PR #5526, opened 2023-10-18
Agent Management: Small doc tweaks

jcreixell:
#### PR Description

- Remove references to v2 in the API (this does not have much meaning to users).
- Specify that `agent_id` is required when label management is enabled.


spartan0x117 (approved):
LGTM, what do you think about moving the `agent_id` section right underneath the `label_management_enabled` section to make it easier to find after reading the requirement?

PR #5527, opened 2023-10-18
docs: remove mention of using statefulset for clustering

rfratto:
Clustering has not required a StatefulSet since v0.36.


rfratto:
@tpaschalis Is there anything else that needs to be configured if someone is using clustering without a StatefulSet?

clayton-cornell (approved):
Docs are OK as-is.

tpaschalis (approved):
No, there's no other prerequisite.

Issue #5225, opened 2023-09-15
[RFC] Grafana Agent flow mode plugins


rfratto:
**The most recent copy of this proposal can be found on [Google docs](https://docs.google.com/document/d/1ntN862VDFvvj9am2KFR9pNsHtjIN6f3luTYv6ZoGRMk/edit). The below is the original version of this proposal for posterity.**

> **NOTE**: _This proposal is likely being written 8-12 months too soon_. However, plugins are likely to be the last foundational piece of the future of Grafana Agent (following flow mode and modules). As the last foundational piece, it is important to get alignment on future plans early so we do not take any actions that goes against the long-term goals. 
>
> If you are reading this and are excited for plugins, do not expect rapid movement or delivery any time soon. The best case scenario is that plugins are made generally available in a 2025 release. 

## Background

Currently, new capabilities to Grafana Agent Flow can only be added by contributing a new component to the official Git repository (https://github.com/grafana/agent). 

Having a centralized repository of components causes issues for an open source project to thrive: 

* Grafana Agent maintainers may disagree with the value or implementation of a new component, preventing others from using it.
* Accepting a new component implies that it is "official" and receives the same amount of support as all other components.
* All components must share the same Apache 2.0 licensing; preventing components which can not follow this license, such as a component to launch a Loki server. 
* The project ends up with a massive amount of dependencies, causing dependency hell issues.
* All components are bound to the same release cycle, even if newer components would benefit from more frequent releases. 

Other projects, such as the OpenTelemetry Collector, solve this problem by having different _distributions_ of the collector. While distribution solves the issues above, it also fragments the community, as different distributions may have different subsets of components, making migration between distributions difficult. 

I propose that we support a plugin system for Grafana Agent flow mode, allowing sets of components to be provided by external plugins which can be loaded at runtime into the Grafana Agent process. 

This proposal serves as a high-level proposal of plugins to achieve maintainer and community consensus on the long-term goals. 

## Goals
 
* Get consensus on the need for plugins. 
* Establish baseline requirements for plugins. 
* Establish proposals to follow this proposal. 
* Establish phases for how plugins will be introduced. 

## Non-goals 

* Establish any technical information about plugins. 

## Proposal 

Flow mode should introduce the concept of a "plugin," where a plugin is some loadable code that provides one or more components that can be defined in a Flow configuration. 

The mechanism through which plugins are created, retrieved and defined are not in scope for this proposal:

[...]

PR #5528, opened 2023-10-18
Improves Pyroscope's scrape sync

cyriltovena:
This improves the sync method of Pyroscope scrapes based on some investigation.

The change is basically caching values of labels, url and hash of targets to avoid regenerating them when we sync and scrape profiles.

To ensure we're improving something I've added a benchmark.

Result:

```
benchstat before.txt after.txt
name     old time/op    new time/op    delta
Sync-16     796µs ±13%     167µs ± 3%  -79.06%  (p=0.008 n=5+5)

name     old alloc/op   new alloc/op   delta
Sync-16     609kB ± 0%     162kB ± 0%  -73.35%  (p=0.008 n=5+5)

name     old allocs/op  new allocs/op  delta
Sync-16     8.26k ± 0%     1.55k ± 0%  -81.29%  (p=0.008 n=5+5)
```

I'm sure there's more we can do.

### DIFF
--- a/component/pyroscope/scrape/scrape.go
+++ b/component/pyroscope/scrape/scrape.go
@@ -97,12 +97,21 @@ type ProfilingConfig struct {
 	Custom            []CustomProfilingTarget `river:"profile.custom,block,optional"`
 
 	PprofPrefix string `river:"path_prefix,attr,optional"`
+
+	allTargets map[string]ProfilingTarget
 }
 
 // AllTargets returns the set of all standard and custom profiling targets,
 // regardless of whether they're enabled. The key in the map indicates the name
 // of the target.
-func (cfg ProfilingConfig) AllTargets() map[string]ProfilingTarget {
+func (cfg *ProfilingConfig) AllTargets() map[string]ProfilingTarget {
+	if cfg.allTargets == nil {
+		cfg.allTargets = cfg.buildAllTargets()
+	}
+	return cfg.allTargets
+}
+
+func (cfg ProfilingConfig) buildAllTargets() map[string]ProfilingTarget {
 	targets := map[string]ProfilingTarget{
 		pprofMemory:            cfg.Memory,
 		pprofBlock:             cfg.Block,
@@ -376,7 +385,7 @@ func (c *Component) DebugInfo() interface{} {
 			if st != nil {
 				res = append(res, scrape.TargetStatus{
 					JobName:            job,
-					URL:                st.URL().String(),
##############################
YOUR GOAL:
Could you copy each line from the listing that has the word "consensus" in it?

SOLVED EXERCISE:
This proposal serves as a high-level proposal of plugins to achieve maintainer and community consensus on the long-term goals. 
* Get consensus on the need for plugins. 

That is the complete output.